International gym franchise Fitness First is reportedly planning to sell its Australian and Asian operations, but an industry player says the sale will have a minimal impact on smaller operators.
It was revealed in August that Fitness First, which has more than 90 clubs in Australia alone, is losing members at an unprecedented rate.
Fitness First is majority-owned by UK-based private equity firm BC Partners, which is believed to have paid $1.3 billion to take control of the chain in 2005.
According to reports, BC Partners was seeking to list the group on the Singapore Exchange in September but decided to postpone the move, most probably due to volatile market conditions.
According to The Australian Financial Review, the firm is now looking to the private equity market for interest in its Australian and Asian operations, putting out feelers to potential buyers.
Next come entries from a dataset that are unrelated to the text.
PR #263, opened 2017-12-04
V1 to V2 migration

Mecharyry:
### Problem
In version two of DM we have a completely different DB structure using a different underlying implementation with Room. We need to be able to migrate existing downloads from v1 to v2 with no visible impact to client applications.

### Solution
Quite a bit of this PR is porting the simple demo from v1 to v2. Classes of note are:
- `MigrationFactory`
- Migrator specifically `VersionOneToVersionTwoMigrator`
- `MigrationExtractor` and the associated test class

Retrieve the `Batch Id` & `Batch Title` which can be used to extract the `originating network address` and the `local storage address`. Using this we create new file locations in the v2 db and then register new batches against the new DM. Once the batches have been transferred we nuke the old database so that subsequent runs do not trigger the migration again.

### Note
This has only be done on the happy path assuming a batch has been completely downloaded.

### Screen Captures
Shows one complete batch and an incomplete batch in v1. When porting over to v2 only the completed batches are migrated.
##### V1 DB
screen shot 2017-12-06 at 15 14 13
screen shot 2017-12-06 at 15 14 22

##### V2 DB
screen shot 2017-12-06 at 15 15 00
screen shot 2017-12-06 at 15 15 08


library/src/test/java/com/novoda/downloadmanager/StubCursor.java
```diff
@@ -0,0 +1,292 @@
...
+import android.os.Bundle;
+import android.util.Log;
+
+import java.util.ArrayList;
+import java.util.Arrays;
+import java.util.HashMap;
+import java.util.List;
+import java.util.Map;
+
+class StubCursor implements Cursor {
```
Mecharyry: Plan to swap this out with a wrapped `Cursor` that we own and is easier to mock / rely on.

Mecharyry:
Originally had an additional demo on version 2 to ensure that we had both the old and new database. Given that DBs are per application I've renamed the demo and ensured that the `application id` matched from the old sample, this ensures that the v1 DB exists when running v2 of the demo so we can check the migration. This means no additional demo needed 🎉

library/src/main/java/com/novoda/downloadmanager/MigrationExtractor.java
```diff
@@ -0,0 +1,59 @@
...
+        this.database = database;
+    }
+
+    List<Migration> extractMigrations() {
+        Cursor batchesCursor = database.rawQuery(BATCHES_QUERY);
+
+        List<Migration> migrations = new ArrayList<>();
+        while (batchesCursor.moveToNext()) {
+
+            String query = "SELECT uri, _data, total_bytes FROM Downloads WHERE batch_id = ?";
```
zegnus: This can probably be a constant

library/src/main/java/com/novoda/downloadmanager/MigrationExtractor.java
```diff
@@ -0,0 +1,59 @@
...
+            String batchId = batchesCursor.getString(0);
```
zegnus: We could extract the `0`, `1` as a constants

library/src/main/java/com/novoda/downloadmanager/MigrationExtractor.java
```diff
@@ -0,0 +1,59 @@
...
+            String batchTitle = batchesCursor.getString(1);
+
+            Cursor uriCursor = database.rawQuery(query, batchId);
+            Batch.Builder newBatchBuilder = new Batch.Builder(DownloadBatchIdCreator.createFrom(batchId), batchTitle);
+
+            List<String> originalFileLocations = new ArrayList<>();
+            List<FileSize> fileSizes = new ArrayList<>();
+
+            while (uriCursor.moveToNext()) {
+                String uri = uriCursor.getString(0);
```
zegnus: same here

library/src/main/java/com/novoda/downloadmanager/MigrationFactory.java
```diff
@@ -0,0 +1,34 @@
...
+
+public final class MigrationFactory {
+
+    private MigrationFactory() {
+        // Uses static methods.
+    }
+
+    public static Migrator createVersionOneToVersionTwoMigrator(Context context, File databasePath, Migrator.Callback callback) {
+        if (!databasePath.exists()) {
+            return new Migrator() {
```
zegnus: We could have a static NO_OP migrator defined in the interface

library/src/main/java/com/novoda/downloadmanager/VersionOneToVersionTwoMigrator.java
```diff
@@ -0,0 +1,137 @@
...
+    private void migrateV1FilesToV2Location(List<Migration> migrations) {
+        for (Migration migration : migrations) {
+            migrateV1FilesToV2Location(migration);
+        }
+    }
+
+    private void migrateV1FilesToV2Location(Migration migration) {
+        Batch batch = migration.batch();
+
+        for (int i = 0; i < migration.originalFileLocations().size(); i++) {
```
zegnus: You can `migration.originalFileLocations().size()` once

library/src/main/java/com/novoda/downloadmanager/Migrator.java
```diff
@@ -0,0 +1,9 @@
+package com.novoda.downloadmanager;
+
+public interface Migrator {
+    void migrate();
```
zegnus: new line before

library/src/main/java/com/novoda/downloadmanager/VersionOneToVersionTwoMigrator.java
```diff
@@ -0,0 +1,137 @@
...
+            // initialise the InternalFilePersistence
+            String originalFileLocation = migration.originalFileLocations().get(i);
+            FileSize actualFileSize = migration.fileSizes().get(i);
+            FileName newFileName = LiteFileName.from(batch, batch.getFileUrls().get(i));
+            internalFilePersistence.create(newFileName, actualFileSize);
+
+            FileInputStream inputStream = null;
```
zegnus: From API 26 you could use `Files.move(source, destination, StandardCopyOption.ATOMIC_MOVE);`

library/src/main/java/com/novoda/downloadmanager/VersionOneToVersionTwoMigrator.java
```diff
@@ -0,0 +1,137 @@
...
+
+    private void migrateV1DataToV2Database(Migration migration) {
+        Batch batch = migration.batch();
+        downloadsPersistence.startTransaction();
+
+        DownloadBatchTitle downloadBatchTitle = new LiteDownloadBatchTitle(batch.getTitle());
+        DownloadsBatchPersisted persistedBatch = new LiteDownloadsBatchPersisted(downloadBatchTitle, batch.getDownloadBatchId(), DownloadBatchStatus.Status.DOWNLOADED);
+        downloadsPersistence.persistBatch(persistedBatch);
+
+        for (int i = 0; i < migration.originalFileLocations().size(); i++) {
```
zegnus: You can `migration.originalFileLocations().size()` once

library/src/main/java/com/novoda/downloadmanager/VersionOneToVersionTwoMigrator.java
```diff
@@ -0,0 +1,137 @@
...
+            String url = batch.getFileUrls().get(i);
+            FileName fileName = LiteFileName.from(batch, url);
+            FilePath filePath = FilePathCreator.create(fileName.name());
+            DownloadFileId downloadFileId = DownloadFileId.from(batch);
+            DownloadsFilePersisted persistedFile = new LiteDownloadsFilePersisted(
+                    batch.getDownloadBatchId(),
+                    downloadFileId,
+                    fileName,
+                    filePath,
+                    migration.fileSizes().get(i).totalSize(),
```
zegnus: You coud take `migration.fileSizes()` out of the loop

library/src/main/java/com/novoda/downloadmanager/VersionOneToVersionTwoMigrator.java
```diff
@@ -0,0 +1,137 @@
...
+            downloadsPersistence.persistFile(persistedFile);
+        }
+
+        downloadsPersistence.transactionSuccess();
+        downloadsPersistence.endTransaction();
+    }
+
+    private void deleteFrom(DatabaseWrapper database, List<Migration> migrations) {
+        for (Migration migration : migrations) {
+            String query = "DELETE FROM batches WHERE _id = ?";
```
zegnus: This could be a constant

library/src/main/java/com/novoda/downloadmanager/DatabaseWrapper.java
```diff
@@ -0,0 +1,33 @@
+package com.novoda.downloadmanager;
+
+import android.database.Cursor;
+import android.database.sqlite.SQLiteDatabase;
+
+import java.util.ArrayList;
+import java.util.Arrays;
+import java.util.List;
+
+class DatabaseWrapper {
```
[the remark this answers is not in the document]
Mecharyry: 69d58e0027da737ab672b26afa9fa359f2e43e2c

library/src/main/java/com/novoda/downloadmanager/Migration.java
```diff
@@ -0,0 +1,74 @@
+package com.novoda.downloadmanager;
+
+import java.util.List;
+
+class Migration {
+
+    private Batch batch;
+    private final List<String> originalFileLocations;
```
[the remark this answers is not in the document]
Mecharyry: 4926db94dffc0666a0349c2eb01f34222b7519a5

library/src/main/java/com/novoda/downloadmanager/MigrationExtractor.java
Mecharyry: 12bcc53c09b05c0d397085dfc23fddc870faca03

library/src/main/java/com/novoda/downloadmanager/MigrationExtractor.java
Mecharyry: 93ef127e02c9bc9e18347e9669fb515a92fc5bc2

library/src/main/java/com/novoda/downloadmanager/MigrationExtractor.java
Mecharyry: 93ef127e02c9bc9e18347e9669fb515a92fc5bc2

library/src/main/java/com/novoda/downloadmanager/MigrationFactory.java
Mecharyry: 2639fbe2a260b7f4511fd44f38d735946c569eff

library/src/main/java/com/novoda/downloadmanager/Migrator.java
Mecharyry: 2639fbe2a260b7f4511fd44f38d735946c569eff

library/src/main/java/com/novoda/downloadmanager/VersionOneToVersionTwoMigrator.java
Mecharyry: ace556cc2d0b4d63f6356b21eb82459afdaa5d38

library/src/main/java/com/novoda/downloadmanager/VersionOneToVersionTwoMigrator.java
Mecharyry: I'd rather avoid for now, happy to create a tech-debt for this.

library/src/main/java/com/novoda/downloadmanager/VersionOneToVersionTwoMigrator.java
Mecharyry: de203b7eae396924aeb6a703a02afcab55862c47

library/src/main/java/com/novoda/downloadmanager/VersionOneToVersionTwoMigrator.java
Mecharyry: de203b7eae396924aeb6a703a02afcab55862c47

library/src/main/java/com/novoda/downloadmanager/VersionOneToVersionTwoMigrator.java
Mecharyry: 5d0a8bb8a993077824d74d0ac47c851463a43559

library/src/main/java/com/novoda/downloadmanager/VersionOneToVersionTwoMigrator.java
zegnus: 👍

demo-simple/src/main/java/com/novoda/downloadmanager/demo/MainActivity.java
```diff
@@ -39,6 +41,25 @@ protected void onCreate(Bundle savedInstanceState) {
...
+                            @Override
+                            public void onMigrationComplete() {
+                                deleteDatabase("downloads.db");
+                            }
+                        });
+                        migrator.migrate();
+                    }
+                }).start();
+            }
+        });
```
jonreeve: I guess we're not too fussed about this code since it's just here to exercise the lib?

library/src/main/java/com/novoda/downloadmanager/LiteFileName.java
```diff
@@ -4,12 +4,12 @@
...
     private final String name;
 
-    public static LiteFileName from(Batch batch, String fileUrl) {
+    static LiteFileName from(Batch batch, String fileUrl) {
         String name = batch + fileUrl + String.valueOf(System.nanoTime());
         return new LiteFileName(String.valueOf(name.hashCode()));
     }
 
-    public static LiteFileName from(String name) {
+    static LiteFileName from(String name) {
```
jonreeve: LiteFileName? Reference to the package name that was changed above, "litedownloadmanager" ?

library/src/main/java/com/novoda/downloadmanager/Migration.java
```diff
@@ -0,0 +1,70 @@
+package com.novoda.downloadmanager;
+
+import java.util.List;
+
+class Migration {
+
+    private final Batch batch;
+    private final List<String> originalFileLocations;
+    private final List<FileSize> fileSizes;
```
jonreeve: These two lists assumed to be same length? i.e. should there be a type to contain a file location and size?

library/src/main/java/com/novoda/downloadmanager/MigrationExtractor.java
```diff
@@ -0,0 +1,63 @@
...
+import java.util.List;
+
+class MigrationExtractor {
+
+    private static final String BATCHES_QUERY = "SELECT batches._id, batches.batch_title FROM batches INNER JOIN DownloadsByBatch ON " +
+            "DownloadsByBatch.batch_id = batches._id WHERE DownloadsByBatch.batch_total_bytes = DownloadsByBatch.batch_current_bytes";
+    private static final String URIS_QUERY = "SELECT uri, _data, total_bytes FROM Downloads WHERE batch_id = ?";
+    private static final int FIRST_COLUMN = 0;
+    private static final int SECOND_COLUMN = 1;
+    private static final int THIRD_COLUMN = 2;
```
jonreeve: FIRST_COLUMN isn't really any more meaningful to me than 0. Maybe like COLUMN_INDEX_URI, or URI_COLUMN, or something (depending on your pref for grouping hierarchical names)? i.e. mention column name

library/src/main/java/com/novoda/downloadmanager/MigrationExtractor.java
```diff
@@ -0,0 +1,63 @@
...
+                newBatchBuilder.addFile(uri);
+
+                originalFileLocations.add(originalFileName);
+
+                long rawFileSize = uriCursor.getLong(THIRD_COLUMN);
+                FileSize fileSize = new LiteFileSize(rawFileSize, rawFileSize);
+                fileSizes.add(fileSize);
+            }
+
+            uriCursor.close();
```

The newspaper said operations could command a price tag of up to $1 million, and indicative bids for the business were due within 10 days.
David Ciantar, Australian general manager for Anytime Fitness, says while the sale indicates “the pie’s certainly growing” with regard to the gym industry, he doesn’t believe the sale of Fitness First will have a direct impact on smaller players.
Anytime Fitness is – as the name suggests – open at anytime, operating on a 24-hour basis. The gyms are also owned and operated by franchisees, unlike Fitness First.
“Fitness First sits in a difference space to where we do. Fitness First [gyms] take a lot larger premises and are also under the franchise network [as company-owned operations],” he says.
“Our priority is working with franchisees to expand the brand. There’s a really good connection with franchisees and their local communities.”
“The other thing is that our franchisees, a lot of the time, own more than one club so they have a lot more presence in terms of their local community.”
While Ciantar is confident Anytime Fitness faces no real threat from Fitness First, he says it’s a different story for independent operators, particularly with the uptake of 24-hour trading.
“In terms of a local club trying to do that, it’s a lot harder than it seems unless you’re a franchisee. We have systems in place to cater for 24-hour business,” he says.
Competition in the market does indeed appear to be heating up, with high-profile entrepreneur Richard Branson announcing the expansion of his Virgin Active chain in Australia.
Virgin Active has a presence in Britain, Italy, Spain, Portugal and South Africa – in addition to four clubs across Sydney and Melbourne – boasting more than 170 clubs in total and more than 900,000 members.
Branson has indicated that he wants to open up to 20 new clubs in Australia over the next four years, with as many as 30 sites believed to be under consideration across the country.